↓
PR #956, opened 2026-09-14
fix(entity): let endermen dodge projectiles before taking damage

w1zardz:
`EntityEnderman#attack` called `super.attack()` first and only then checked for `DamageCause.PROJECTILE`, cancelled the event and teleported. By then `Entity#attack` had already fired the event and applied the damage, so the late cancel only hid the hit: arrows, crossbow bolts and other projectiles wore the enderman down and killed it, while vanilla endermen take no damage from projectiles and teleport away instead.

The projectile branch now runs before `super.attack()`. Plugins that want to stop a projectile from reaching the enderman at all can still cancel `ProjectileHitEvent`, which every projectile fires before calling `attack()`. Melee and all other causes keep their previous behaviour.

`getSafeTpLocation()` also rolled a single random column within 16 blocks and gave up when it hit a wall or the void, which left the enderman standing in place most of the time. It now tries up to ten columns, the way vanilla keeps rolling for a valid spot.

Validation: new `EntityEndermanTest`; `mvn test -Dtest='cn.nukkit.entity.**'` — 104 tests, no failures or errors.


tachibana-kanade-angel:
This PR has been superseded by #977, which contains the same changes (the enderman projectile dodge) along with additional fixes, rebased onto the current master.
↑
#### Exercise goal:
Scan the material for lines with the word "dodge", and copy each line you find.

#### Output for this task:
fix(entity): let endermen dodge projectiles before taking damage
This PR has been superseded by #977, which contains the same changes (the enderman projectile dodge) along with additional fixes, rebased onto the current master.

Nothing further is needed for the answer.